Work instruction:
Lines from the entries below that hold "link" form the answer; copy all of them.

━━━━━ Records provided ━━━━━

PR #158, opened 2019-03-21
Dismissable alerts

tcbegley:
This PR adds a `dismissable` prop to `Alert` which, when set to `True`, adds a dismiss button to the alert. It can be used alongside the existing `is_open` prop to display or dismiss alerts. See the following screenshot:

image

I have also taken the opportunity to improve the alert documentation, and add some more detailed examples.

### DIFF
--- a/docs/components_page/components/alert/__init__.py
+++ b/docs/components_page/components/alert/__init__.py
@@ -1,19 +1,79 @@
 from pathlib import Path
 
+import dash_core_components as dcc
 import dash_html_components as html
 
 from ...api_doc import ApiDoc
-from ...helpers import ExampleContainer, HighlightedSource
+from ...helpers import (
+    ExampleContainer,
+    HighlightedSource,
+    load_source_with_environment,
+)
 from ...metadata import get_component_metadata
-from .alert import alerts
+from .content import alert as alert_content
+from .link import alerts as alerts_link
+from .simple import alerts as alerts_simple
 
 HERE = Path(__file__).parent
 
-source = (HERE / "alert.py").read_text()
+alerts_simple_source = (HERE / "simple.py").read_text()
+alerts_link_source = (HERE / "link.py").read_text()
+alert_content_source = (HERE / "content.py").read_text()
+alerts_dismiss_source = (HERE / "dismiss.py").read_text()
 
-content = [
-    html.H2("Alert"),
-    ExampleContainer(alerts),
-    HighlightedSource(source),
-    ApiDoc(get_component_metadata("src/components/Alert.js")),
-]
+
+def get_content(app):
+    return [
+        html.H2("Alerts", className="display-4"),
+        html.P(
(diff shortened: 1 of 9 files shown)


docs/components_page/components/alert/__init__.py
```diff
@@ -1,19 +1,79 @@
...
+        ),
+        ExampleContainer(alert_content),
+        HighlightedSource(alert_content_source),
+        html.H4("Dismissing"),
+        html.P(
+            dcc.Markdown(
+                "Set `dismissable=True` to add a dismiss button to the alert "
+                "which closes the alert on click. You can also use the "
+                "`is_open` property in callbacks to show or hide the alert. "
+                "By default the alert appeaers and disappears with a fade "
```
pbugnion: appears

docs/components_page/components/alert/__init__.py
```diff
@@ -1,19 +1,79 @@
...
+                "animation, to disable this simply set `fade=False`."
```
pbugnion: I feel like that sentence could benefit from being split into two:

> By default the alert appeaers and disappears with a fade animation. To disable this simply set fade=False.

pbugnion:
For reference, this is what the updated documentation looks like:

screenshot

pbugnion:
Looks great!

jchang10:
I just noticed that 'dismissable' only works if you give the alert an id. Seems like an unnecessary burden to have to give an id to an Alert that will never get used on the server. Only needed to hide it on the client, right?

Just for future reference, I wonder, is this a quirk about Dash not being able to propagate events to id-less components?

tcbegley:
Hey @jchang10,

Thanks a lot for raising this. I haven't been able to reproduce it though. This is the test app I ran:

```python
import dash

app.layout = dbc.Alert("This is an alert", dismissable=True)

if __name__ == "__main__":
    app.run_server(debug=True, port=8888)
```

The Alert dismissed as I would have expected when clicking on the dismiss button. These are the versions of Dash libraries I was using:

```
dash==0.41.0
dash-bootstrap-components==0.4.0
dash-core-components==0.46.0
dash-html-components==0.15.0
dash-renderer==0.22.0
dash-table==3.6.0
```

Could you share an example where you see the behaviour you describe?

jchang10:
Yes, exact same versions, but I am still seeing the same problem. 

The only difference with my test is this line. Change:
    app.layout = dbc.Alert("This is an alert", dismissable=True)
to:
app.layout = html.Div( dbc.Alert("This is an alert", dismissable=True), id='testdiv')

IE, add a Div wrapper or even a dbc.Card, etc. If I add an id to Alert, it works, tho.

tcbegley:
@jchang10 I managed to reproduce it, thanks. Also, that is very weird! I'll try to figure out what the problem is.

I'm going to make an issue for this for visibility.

━━━━━

Output for this exercise:
+from .link import alerts as alerts_link
+alerts_link_source = (HERE / "link.py").read_text()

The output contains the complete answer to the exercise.